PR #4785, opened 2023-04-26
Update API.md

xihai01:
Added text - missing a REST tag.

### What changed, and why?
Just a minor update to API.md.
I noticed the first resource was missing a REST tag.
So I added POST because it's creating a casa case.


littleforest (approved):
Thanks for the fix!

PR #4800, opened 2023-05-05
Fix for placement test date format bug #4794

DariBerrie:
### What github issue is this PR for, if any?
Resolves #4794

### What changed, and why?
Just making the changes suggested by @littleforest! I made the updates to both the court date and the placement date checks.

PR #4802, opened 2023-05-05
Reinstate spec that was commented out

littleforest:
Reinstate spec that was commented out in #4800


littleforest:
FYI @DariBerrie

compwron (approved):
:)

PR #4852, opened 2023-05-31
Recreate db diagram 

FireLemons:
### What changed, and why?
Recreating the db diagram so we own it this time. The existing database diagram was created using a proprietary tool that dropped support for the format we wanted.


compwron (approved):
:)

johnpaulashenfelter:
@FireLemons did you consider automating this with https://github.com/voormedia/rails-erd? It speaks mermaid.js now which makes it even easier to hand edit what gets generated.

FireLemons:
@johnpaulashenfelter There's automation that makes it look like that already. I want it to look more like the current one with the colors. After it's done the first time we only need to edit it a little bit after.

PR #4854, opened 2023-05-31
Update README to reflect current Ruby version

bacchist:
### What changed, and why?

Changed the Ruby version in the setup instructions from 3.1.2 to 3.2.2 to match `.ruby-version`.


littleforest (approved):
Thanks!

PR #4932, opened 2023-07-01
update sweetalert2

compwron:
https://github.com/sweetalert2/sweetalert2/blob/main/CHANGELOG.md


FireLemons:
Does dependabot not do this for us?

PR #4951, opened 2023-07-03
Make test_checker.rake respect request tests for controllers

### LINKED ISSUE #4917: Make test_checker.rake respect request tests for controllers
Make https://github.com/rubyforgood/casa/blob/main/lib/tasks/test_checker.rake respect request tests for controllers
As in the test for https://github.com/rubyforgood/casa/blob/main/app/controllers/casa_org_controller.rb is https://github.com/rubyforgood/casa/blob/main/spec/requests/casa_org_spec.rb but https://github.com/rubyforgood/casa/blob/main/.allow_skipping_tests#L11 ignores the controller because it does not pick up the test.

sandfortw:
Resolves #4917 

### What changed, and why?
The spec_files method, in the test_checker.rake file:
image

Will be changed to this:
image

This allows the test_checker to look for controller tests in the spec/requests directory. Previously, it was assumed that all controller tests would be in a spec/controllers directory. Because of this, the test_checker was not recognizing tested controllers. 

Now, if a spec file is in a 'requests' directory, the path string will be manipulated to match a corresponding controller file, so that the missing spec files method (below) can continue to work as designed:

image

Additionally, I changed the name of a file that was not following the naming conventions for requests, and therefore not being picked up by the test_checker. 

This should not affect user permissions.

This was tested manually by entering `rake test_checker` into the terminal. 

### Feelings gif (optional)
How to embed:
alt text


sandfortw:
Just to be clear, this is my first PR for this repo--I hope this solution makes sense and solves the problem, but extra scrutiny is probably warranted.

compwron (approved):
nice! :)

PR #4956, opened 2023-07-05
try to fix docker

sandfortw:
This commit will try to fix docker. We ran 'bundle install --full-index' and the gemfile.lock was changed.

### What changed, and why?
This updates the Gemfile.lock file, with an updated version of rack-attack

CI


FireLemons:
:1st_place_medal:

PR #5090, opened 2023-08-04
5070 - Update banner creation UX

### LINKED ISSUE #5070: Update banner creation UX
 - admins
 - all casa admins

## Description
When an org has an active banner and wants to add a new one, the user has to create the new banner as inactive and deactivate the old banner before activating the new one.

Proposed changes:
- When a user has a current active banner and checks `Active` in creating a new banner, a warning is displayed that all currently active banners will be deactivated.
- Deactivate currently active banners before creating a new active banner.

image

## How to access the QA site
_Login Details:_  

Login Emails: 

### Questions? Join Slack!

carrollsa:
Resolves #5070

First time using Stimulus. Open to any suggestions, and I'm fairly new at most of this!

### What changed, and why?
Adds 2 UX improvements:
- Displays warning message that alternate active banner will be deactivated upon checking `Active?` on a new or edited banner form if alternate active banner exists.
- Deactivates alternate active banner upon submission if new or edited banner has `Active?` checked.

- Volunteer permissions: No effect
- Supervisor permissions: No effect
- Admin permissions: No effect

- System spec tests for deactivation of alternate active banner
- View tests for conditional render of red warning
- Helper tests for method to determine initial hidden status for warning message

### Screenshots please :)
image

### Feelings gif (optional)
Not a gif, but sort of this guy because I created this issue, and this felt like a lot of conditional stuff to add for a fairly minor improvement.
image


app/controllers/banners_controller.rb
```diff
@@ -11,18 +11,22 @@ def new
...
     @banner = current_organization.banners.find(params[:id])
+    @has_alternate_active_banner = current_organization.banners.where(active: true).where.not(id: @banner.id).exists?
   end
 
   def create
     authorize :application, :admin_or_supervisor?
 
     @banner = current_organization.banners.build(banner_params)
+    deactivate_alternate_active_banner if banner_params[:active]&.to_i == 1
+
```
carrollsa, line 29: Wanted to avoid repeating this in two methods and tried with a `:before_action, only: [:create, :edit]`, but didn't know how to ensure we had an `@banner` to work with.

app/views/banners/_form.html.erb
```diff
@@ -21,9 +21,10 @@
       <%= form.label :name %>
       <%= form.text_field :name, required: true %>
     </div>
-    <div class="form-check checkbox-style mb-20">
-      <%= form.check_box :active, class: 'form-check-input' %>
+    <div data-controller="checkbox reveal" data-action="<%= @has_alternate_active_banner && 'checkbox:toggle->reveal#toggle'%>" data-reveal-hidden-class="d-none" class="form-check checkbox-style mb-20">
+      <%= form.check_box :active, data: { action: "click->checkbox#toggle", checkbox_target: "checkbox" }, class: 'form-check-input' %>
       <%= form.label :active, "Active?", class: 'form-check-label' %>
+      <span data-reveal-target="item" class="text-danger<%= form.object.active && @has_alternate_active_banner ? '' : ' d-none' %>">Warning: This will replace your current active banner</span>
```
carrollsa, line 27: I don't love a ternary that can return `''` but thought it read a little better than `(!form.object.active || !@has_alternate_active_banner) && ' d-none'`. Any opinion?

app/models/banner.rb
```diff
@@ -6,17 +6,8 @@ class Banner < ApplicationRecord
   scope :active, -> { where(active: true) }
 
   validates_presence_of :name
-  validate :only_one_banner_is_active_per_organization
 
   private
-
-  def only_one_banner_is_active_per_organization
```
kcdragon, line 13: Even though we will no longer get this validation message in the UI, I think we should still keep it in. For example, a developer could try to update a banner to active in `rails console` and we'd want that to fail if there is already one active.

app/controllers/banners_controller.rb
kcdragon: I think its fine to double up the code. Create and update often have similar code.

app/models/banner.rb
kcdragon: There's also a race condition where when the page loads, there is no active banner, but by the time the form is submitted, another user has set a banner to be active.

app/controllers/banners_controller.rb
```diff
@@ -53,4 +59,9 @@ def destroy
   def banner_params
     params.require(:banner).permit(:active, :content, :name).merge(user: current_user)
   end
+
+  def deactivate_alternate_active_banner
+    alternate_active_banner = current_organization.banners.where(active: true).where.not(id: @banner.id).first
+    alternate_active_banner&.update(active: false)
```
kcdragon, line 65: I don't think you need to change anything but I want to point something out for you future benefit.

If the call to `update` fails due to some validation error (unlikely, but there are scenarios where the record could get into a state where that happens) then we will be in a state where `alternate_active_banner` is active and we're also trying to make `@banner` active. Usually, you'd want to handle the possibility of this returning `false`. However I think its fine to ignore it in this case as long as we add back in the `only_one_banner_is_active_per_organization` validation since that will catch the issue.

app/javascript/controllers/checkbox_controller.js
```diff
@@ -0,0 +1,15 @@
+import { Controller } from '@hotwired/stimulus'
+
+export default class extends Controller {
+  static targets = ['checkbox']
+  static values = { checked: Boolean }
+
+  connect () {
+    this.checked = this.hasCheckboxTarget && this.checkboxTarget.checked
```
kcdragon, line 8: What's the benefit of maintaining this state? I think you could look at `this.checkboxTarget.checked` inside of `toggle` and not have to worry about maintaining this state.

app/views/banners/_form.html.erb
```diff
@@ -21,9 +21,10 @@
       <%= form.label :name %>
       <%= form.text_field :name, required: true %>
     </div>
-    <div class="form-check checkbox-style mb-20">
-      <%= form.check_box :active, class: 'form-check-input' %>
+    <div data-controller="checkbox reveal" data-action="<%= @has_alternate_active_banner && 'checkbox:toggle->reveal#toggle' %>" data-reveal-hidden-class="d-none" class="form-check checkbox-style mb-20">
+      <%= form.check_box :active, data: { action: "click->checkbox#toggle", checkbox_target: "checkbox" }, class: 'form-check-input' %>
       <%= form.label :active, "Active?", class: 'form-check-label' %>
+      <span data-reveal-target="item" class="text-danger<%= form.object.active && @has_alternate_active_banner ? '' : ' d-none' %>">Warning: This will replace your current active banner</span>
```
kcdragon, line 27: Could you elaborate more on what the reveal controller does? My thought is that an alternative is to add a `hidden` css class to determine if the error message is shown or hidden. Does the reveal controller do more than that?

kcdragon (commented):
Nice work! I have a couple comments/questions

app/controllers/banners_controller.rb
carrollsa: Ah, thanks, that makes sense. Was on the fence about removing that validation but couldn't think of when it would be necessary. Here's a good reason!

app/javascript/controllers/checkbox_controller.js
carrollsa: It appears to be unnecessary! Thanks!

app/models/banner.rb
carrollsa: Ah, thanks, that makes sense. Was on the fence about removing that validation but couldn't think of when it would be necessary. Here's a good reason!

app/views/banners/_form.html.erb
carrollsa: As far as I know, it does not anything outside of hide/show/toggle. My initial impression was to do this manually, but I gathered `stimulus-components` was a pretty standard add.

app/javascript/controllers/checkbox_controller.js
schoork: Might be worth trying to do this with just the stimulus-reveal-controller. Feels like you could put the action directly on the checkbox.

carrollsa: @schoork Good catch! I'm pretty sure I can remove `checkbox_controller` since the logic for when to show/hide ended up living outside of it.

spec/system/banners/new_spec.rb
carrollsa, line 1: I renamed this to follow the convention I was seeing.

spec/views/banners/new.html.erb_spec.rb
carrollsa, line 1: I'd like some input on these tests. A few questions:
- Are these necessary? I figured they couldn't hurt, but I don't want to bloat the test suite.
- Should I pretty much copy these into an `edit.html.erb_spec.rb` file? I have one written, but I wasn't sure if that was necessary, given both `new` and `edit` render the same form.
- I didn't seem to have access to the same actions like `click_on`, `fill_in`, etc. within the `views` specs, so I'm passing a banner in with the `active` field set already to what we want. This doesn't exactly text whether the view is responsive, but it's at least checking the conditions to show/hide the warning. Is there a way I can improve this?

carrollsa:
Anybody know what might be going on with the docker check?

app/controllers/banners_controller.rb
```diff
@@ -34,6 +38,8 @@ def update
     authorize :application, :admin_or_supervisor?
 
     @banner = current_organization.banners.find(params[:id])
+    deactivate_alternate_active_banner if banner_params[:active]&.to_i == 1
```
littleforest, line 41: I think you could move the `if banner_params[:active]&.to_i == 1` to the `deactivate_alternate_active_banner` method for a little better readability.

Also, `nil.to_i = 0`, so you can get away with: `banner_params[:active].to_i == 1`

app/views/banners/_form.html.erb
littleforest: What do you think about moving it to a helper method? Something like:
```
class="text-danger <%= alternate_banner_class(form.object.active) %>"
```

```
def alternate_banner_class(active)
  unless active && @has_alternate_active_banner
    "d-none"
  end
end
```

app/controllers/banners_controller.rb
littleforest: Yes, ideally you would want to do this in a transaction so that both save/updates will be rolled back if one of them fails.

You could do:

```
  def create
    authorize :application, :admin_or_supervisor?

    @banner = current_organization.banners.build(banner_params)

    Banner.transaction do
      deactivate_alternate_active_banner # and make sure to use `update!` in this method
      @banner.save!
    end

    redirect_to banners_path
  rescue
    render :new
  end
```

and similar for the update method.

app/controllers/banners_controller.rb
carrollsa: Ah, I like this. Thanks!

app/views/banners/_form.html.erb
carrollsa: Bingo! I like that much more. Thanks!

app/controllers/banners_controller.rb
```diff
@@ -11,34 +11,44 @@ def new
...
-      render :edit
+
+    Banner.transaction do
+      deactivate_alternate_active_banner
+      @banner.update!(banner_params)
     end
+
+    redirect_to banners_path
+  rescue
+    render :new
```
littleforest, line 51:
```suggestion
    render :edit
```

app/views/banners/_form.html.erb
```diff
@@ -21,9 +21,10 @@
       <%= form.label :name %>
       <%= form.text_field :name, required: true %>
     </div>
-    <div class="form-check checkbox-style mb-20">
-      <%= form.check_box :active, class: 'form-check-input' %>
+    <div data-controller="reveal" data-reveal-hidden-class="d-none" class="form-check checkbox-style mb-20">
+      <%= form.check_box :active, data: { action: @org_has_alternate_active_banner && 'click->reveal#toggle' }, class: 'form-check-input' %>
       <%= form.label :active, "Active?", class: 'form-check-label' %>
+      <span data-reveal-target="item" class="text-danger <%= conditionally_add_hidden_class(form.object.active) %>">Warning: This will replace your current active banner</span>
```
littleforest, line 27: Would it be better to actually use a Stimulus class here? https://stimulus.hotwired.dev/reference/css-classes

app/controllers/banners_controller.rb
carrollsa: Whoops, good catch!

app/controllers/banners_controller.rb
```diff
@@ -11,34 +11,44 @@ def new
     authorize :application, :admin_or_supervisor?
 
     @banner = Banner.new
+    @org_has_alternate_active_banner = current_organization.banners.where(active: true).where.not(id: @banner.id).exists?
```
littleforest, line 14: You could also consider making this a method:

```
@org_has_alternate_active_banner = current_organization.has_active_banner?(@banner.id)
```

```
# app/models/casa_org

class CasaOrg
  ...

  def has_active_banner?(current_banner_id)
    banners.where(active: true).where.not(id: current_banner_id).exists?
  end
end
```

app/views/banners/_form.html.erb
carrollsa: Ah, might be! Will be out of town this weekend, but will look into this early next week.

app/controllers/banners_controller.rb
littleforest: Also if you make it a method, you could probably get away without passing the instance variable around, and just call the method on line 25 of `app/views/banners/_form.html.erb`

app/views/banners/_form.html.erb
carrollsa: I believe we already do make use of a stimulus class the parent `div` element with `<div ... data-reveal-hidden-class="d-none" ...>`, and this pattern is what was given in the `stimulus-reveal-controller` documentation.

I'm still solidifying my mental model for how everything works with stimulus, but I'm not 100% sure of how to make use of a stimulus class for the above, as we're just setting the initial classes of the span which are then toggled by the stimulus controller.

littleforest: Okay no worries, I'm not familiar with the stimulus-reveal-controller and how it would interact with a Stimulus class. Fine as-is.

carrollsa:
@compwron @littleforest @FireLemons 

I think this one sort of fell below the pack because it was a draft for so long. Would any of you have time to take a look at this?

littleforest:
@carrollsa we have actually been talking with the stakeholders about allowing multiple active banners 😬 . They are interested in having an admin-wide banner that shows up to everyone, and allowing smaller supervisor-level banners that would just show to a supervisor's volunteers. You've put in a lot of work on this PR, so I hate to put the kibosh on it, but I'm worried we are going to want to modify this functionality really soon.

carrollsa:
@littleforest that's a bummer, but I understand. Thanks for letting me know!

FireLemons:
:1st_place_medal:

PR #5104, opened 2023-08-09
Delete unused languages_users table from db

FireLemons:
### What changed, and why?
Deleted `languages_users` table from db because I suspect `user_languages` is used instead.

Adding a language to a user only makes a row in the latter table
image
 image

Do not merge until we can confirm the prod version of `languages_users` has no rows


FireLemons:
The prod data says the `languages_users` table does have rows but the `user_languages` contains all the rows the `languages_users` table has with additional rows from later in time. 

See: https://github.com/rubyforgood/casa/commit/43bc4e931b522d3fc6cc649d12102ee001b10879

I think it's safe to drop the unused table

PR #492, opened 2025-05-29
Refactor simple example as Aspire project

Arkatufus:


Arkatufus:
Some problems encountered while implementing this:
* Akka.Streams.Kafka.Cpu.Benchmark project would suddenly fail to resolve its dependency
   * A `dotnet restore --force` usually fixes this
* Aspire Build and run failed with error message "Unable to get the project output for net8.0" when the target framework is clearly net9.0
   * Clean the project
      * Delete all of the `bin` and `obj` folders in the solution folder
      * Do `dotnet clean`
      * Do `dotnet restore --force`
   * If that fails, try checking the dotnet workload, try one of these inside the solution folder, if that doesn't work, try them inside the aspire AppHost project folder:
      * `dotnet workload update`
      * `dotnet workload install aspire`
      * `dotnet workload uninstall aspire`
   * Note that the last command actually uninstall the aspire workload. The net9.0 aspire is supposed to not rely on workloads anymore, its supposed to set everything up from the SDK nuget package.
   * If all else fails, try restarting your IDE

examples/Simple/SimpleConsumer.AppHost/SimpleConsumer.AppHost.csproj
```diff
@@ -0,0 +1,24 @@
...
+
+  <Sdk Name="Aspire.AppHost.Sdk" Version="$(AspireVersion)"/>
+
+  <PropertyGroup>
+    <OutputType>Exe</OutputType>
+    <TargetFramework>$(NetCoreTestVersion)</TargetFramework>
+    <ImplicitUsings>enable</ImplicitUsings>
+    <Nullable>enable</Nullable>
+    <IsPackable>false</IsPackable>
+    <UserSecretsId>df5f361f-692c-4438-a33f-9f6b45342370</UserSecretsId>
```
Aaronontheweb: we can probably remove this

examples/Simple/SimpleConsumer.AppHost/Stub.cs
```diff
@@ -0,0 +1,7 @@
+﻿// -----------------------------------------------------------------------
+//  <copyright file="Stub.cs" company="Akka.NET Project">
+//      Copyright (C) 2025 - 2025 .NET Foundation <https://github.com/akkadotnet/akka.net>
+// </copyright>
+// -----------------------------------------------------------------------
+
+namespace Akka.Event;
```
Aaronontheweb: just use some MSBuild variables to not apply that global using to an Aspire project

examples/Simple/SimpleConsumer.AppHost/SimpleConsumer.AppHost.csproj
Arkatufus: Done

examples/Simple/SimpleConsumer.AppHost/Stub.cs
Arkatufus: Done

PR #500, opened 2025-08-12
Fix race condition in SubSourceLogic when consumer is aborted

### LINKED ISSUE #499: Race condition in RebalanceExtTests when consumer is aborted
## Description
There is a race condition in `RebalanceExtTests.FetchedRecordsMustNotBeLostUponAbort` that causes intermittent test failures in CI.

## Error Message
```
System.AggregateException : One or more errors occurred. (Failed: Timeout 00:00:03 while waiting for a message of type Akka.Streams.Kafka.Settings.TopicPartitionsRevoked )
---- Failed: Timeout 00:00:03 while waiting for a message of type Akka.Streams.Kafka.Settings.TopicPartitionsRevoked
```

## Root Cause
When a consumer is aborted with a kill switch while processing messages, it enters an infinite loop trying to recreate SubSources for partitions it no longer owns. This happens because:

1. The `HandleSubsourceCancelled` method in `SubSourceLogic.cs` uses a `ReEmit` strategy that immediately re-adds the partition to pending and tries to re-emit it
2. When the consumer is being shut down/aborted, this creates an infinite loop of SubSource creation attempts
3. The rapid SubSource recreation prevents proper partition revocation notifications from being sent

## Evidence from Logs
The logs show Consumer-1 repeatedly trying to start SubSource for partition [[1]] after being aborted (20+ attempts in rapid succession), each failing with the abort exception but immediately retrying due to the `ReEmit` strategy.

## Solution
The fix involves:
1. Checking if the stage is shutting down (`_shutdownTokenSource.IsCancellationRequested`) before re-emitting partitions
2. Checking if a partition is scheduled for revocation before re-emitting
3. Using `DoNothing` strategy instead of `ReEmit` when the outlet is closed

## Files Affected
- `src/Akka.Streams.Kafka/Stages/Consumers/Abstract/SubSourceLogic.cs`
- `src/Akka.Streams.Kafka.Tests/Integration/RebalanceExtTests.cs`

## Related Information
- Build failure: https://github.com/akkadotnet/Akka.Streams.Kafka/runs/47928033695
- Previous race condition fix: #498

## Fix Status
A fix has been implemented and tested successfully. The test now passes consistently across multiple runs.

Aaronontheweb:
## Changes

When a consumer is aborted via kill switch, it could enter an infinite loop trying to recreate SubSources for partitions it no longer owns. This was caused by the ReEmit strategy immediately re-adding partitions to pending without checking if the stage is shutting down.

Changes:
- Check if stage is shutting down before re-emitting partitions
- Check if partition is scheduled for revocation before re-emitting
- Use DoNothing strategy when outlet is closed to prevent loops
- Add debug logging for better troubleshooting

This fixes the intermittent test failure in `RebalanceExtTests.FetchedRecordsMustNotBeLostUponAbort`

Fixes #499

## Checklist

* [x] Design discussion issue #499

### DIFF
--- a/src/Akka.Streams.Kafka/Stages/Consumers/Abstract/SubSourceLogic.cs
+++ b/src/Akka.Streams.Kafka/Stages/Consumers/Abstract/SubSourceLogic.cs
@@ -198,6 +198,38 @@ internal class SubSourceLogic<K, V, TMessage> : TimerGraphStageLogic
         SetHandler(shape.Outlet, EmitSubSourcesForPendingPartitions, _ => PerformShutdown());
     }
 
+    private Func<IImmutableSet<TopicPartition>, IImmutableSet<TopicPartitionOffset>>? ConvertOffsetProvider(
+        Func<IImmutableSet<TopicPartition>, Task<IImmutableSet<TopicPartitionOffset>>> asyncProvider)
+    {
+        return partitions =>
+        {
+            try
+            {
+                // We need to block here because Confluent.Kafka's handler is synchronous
■ ■ ■ ■ ■ ■ ■
ACTIVITY | Please report how many lines in the records above contain the word "classes", and give nothing but the number.

TASK ANSWER | 2